After locating the line that contains "--- a/coders/pict.c" in the data below, set down exactly that line and each one after it through the line that contains "Fix CMake warning", and nothing more.

DATA PROVIDED –
Start of Block

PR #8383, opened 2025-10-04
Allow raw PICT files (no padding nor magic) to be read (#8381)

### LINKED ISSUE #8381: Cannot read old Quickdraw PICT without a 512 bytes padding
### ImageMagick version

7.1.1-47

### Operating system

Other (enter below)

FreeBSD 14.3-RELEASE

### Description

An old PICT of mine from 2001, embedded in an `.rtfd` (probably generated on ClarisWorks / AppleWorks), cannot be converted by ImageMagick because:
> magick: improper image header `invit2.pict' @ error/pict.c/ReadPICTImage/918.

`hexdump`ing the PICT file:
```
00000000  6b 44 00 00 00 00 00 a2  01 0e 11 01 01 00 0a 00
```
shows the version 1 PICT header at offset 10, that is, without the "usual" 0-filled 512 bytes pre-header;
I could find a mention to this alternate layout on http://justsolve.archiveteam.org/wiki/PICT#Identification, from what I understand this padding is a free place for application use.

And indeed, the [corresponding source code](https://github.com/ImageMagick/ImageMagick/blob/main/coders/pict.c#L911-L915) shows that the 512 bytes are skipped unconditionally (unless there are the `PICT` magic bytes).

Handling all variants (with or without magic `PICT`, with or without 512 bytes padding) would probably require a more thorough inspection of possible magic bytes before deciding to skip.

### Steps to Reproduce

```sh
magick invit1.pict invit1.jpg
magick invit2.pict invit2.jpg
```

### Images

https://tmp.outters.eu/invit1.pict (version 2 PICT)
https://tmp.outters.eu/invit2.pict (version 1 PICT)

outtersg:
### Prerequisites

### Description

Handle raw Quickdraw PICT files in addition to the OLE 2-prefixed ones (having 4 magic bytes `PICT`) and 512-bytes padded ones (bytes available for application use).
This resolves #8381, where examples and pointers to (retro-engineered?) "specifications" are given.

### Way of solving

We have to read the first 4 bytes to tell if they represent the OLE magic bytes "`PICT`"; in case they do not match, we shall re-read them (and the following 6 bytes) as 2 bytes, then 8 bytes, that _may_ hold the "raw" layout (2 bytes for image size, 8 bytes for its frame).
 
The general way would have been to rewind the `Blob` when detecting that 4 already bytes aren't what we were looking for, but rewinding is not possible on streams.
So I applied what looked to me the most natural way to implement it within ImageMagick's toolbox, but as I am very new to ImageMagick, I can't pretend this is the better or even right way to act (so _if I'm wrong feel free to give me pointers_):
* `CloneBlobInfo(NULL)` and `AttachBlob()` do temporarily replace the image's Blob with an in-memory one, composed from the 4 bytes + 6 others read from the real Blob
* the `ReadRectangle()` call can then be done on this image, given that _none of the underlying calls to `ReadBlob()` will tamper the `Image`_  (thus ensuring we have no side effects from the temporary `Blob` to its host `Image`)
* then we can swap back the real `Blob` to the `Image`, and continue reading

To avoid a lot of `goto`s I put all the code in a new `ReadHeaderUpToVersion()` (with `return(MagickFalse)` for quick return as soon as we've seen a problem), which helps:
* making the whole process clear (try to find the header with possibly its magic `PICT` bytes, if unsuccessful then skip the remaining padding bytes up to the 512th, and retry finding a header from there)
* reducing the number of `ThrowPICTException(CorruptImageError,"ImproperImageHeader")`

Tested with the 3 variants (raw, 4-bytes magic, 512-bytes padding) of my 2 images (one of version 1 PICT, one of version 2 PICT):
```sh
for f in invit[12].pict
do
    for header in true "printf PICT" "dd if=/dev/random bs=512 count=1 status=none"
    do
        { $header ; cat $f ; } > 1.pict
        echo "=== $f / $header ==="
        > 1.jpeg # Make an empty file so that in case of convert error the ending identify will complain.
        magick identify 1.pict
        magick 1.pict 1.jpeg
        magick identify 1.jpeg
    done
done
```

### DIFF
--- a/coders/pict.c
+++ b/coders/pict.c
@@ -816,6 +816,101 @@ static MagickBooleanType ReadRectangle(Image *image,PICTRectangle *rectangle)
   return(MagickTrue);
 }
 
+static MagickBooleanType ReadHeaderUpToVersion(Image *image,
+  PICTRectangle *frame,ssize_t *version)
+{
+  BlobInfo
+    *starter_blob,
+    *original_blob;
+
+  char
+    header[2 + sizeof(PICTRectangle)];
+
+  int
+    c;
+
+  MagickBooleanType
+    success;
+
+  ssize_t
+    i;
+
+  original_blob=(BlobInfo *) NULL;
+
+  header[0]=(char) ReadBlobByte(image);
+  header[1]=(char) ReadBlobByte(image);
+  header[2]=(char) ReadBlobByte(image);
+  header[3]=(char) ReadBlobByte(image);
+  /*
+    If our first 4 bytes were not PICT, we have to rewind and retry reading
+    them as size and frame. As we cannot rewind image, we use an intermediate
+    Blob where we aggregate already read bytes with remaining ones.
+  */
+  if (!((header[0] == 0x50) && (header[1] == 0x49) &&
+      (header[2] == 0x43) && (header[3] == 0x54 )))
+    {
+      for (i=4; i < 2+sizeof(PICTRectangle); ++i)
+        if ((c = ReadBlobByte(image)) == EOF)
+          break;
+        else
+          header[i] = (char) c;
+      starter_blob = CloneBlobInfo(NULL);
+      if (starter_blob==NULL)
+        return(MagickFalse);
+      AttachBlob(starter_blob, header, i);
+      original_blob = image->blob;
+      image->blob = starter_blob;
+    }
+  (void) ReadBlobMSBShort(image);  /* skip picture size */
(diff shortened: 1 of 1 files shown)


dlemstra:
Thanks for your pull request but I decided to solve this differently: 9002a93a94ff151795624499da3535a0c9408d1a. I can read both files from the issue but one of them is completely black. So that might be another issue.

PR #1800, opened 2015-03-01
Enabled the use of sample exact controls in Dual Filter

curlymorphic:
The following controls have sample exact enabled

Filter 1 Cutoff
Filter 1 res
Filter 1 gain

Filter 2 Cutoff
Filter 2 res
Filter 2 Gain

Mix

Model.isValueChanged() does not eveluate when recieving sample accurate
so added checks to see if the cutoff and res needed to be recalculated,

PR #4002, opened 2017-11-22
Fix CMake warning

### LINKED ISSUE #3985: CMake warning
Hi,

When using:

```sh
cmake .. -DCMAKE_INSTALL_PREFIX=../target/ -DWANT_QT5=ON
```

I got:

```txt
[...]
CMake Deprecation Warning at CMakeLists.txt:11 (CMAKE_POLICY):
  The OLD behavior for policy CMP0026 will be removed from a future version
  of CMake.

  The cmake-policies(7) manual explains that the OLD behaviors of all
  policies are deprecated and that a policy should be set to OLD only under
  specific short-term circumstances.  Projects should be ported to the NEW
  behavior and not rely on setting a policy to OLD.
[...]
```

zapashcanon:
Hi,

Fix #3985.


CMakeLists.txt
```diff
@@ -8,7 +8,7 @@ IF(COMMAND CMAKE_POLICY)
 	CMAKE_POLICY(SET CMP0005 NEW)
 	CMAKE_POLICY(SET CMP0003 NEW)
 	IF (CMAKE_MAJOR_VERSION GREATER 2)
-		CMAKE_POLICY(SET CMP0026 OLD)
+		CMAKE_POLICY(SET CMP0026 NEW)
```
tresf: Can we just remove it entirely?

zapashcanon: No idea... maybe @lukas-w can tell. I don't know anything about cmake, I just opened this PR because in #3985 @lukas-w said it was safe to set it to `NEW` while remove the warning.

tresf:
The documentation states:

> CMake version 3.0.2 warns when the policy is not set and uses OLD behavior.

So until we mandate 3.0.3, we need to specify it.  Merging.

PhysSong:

End of Block
Start of Block

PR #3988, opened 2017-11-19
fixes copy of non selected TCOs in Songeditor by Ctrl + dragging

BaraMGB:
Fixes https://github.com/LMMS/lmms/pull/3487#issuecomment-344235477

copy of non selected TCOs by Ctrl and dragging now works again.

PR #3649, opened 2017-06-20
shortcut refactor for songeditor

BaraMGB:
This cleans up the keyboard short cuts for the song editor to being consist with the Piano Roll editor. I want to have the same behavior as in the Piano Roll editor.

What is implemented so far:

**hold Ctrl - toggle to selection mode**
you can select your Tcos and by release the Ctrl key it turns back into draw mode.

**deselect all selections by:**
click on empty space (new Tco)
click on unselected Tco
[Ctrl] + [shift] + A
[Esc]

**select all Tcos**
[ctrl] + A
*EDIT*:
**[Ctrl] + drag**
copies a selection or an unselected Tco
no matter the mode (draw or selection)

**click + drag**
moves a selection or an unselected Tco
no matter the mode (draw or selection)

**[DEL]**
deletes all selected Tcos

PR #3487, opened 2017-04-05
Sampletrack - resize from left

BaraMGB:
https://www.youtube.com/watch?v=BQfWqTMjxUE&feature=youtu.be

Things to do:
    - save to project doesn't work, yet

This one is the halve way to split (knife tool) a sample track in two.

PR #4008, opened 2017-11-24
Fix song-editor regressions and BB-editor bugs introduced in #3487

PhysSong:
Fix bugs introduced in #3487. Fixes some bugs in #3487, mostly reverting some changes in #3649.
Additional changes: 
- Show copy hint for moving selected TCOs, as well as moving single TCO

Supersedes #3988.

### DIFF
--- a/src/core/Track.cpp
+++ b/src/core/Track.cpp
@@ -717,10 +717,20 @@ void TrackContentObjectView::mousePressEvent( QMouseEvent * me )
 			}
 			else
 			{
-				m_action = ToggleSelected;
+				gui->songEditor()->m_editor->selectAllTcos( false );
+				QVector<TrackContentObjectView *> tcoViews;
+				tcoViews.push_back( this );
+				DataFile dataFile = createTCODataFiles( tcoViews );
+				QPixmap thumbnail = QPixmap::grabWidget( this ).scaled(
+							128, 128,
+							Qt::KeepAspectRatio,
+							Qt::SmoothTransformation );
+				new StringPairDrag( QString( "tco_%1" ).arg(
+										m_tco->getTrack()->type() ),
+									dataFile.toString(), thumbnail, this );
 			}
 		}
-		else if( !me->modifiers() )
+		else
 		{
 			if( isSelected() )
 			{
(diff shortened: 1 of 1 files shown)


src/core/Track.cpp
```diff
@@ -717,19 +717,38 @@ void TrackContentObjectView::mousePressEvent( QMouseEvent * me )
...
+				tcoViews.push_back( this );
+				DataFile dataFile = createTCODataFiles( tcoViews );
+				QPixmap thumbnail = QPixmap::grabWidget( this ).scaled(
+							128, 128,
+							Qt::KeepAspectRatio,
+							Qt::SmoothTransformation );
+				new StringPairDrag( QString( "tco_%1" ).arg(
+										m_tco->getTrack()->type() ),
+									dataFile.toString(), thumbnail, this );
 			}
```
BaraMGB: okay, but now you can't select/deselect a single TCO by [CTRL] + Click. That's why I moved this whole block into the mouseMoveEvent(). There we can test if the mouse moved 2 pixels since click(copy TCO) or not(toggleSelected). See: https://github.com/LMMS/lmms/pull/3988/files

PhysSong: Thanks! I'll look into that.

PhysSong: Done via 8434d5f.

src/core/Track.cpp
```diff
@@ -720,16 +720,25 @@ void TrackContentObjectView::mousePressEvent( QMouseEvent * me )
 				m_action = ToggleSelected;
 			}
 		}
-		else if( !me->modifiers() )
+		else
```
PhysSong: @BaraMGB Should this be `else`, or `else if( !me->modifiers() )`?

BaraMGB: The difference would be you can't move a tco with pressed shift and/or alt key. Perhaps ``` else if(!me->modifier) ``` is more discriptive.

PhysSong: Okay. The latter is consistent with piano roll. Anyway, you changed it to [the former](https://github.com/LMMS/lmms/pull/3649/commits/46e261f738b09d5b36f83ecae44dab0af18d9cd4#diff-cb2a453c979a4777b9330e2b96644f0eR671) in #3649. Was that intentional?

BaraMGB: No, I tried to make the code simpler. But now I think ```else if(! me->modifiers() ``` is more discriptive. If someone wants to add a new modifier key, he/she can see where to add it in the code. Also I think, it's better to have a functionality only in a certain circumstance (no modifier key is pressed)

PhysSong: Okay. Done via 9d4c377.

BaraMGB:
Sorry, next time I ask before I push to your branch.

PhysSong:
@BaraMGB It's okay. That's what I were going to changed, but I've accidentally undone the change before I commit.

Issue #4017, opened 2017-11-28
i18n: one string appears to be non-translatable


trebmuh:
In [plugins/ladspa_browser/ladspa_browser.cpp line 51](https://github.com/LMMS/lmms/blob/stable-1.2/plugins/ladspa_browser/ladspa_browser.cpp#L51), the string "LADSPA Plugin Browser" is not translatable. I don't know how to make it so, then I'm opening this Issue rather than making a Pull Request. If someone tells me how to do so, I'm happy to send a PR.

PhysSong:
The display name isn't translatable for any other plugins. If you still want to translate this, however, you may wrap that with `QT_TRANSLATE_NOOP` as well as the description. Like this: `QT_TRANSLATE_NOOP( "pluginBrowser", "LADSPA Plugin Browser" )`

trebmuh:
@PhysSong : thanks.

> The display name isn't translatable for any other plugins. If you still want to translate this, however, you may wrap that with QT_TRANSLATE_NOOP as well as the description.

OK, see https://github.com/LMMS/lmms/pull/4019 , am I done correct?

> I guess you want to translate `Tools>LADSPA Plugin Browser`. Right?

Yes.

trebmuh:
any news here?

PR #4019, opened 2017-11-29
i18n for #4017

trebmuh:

End of Block

EXPECTED ANSWER –
--- a/coders/pict.c
+++ b/coders/pict.c
@@ -816,6 +816,101 @@ static MagickBooleanType ReadRectangle(Image *image,PICTRectangle *rectangle)
   return(MagickTrue);
 }
 
+static MagickBooleanType ReadHeaderUpToVersion(Image *image,
+  PICTRectangle *frame,ssize_t *version)
+{
+  BlobInfo
+    *starter_blob,
+    *original_blob;
+
+  char
+    header[2 + sizeof(PICTRectangle)];
+
+  int
+    c;
+
+  MagickBooleanType
+    success;
+
+  ssize_t
+    i;
+
+  original_blob=(BlobInfo *) NULL;
+
+  header[0]=(char) ReadBlobByte(image);
+  header[1]=(char) ReadBlobByte(image);
+  header[2]=(char) ReadBlobByte(image);
+  header[3]=(char) ReadBlobByte(image);
+  /*
+    If our first 4 bytes were not PICT, we have to rewind and retry reading
+    them as size and frame. As we cannot rewind image, we use an intermediate
+    Blob where we aggregate already read bytes with remaining ones.
+  */
+  if (!((header[0] == 0x50) && (header[1] == 0x49) &&
+      (header[2] == 0x43) && (header[3] == 0x54 )))
+    {
+      for (i=4; i < 2+sizeof(PICTRectangle); ++i)
+        if ((c = ReadBlobByte(image)) == EOF)
+          break;
+        else
+          header[i] = (char) c;
+      starter_blob = CloneBlobInfo(NULL);
+      if (starter_blob==NULL)
+        return(MagickFalse);
+      AttachBlob(starter_blob, header, i);
+      original_blob = image->blob;
+      image->blob = starter_blob;
+    }
+  (void) ReadBlobMSBShort(image);  /* skip picture size */
(diff shortened: 1 of 1 files shown)


dlemstra:
Thanks for your pull request but I decided to solve this differently: 9002a93a94ff151795624499da3535a0c9408d1a. I can read both files from the issue but one of them is completely black. So that might be another issue.

PR #1800, opened 2015-03-01
Enabled the use of sample exact controls in Dual Filter

curlymorphic:
The following controls have sample exact enabled

Filter 1 Cutoff
Filter 1 res
Filter 1 gain

Filter 2 Cutoff
Filter 2 res
Filter 2 Gain

Mix

Model.isValueChanged() does not eveluate when recieving sample accurate
so added checks to see if the cutoff and res needed to be recalculated,

PR #4002, opened 2017-11-22
Fix CMake warning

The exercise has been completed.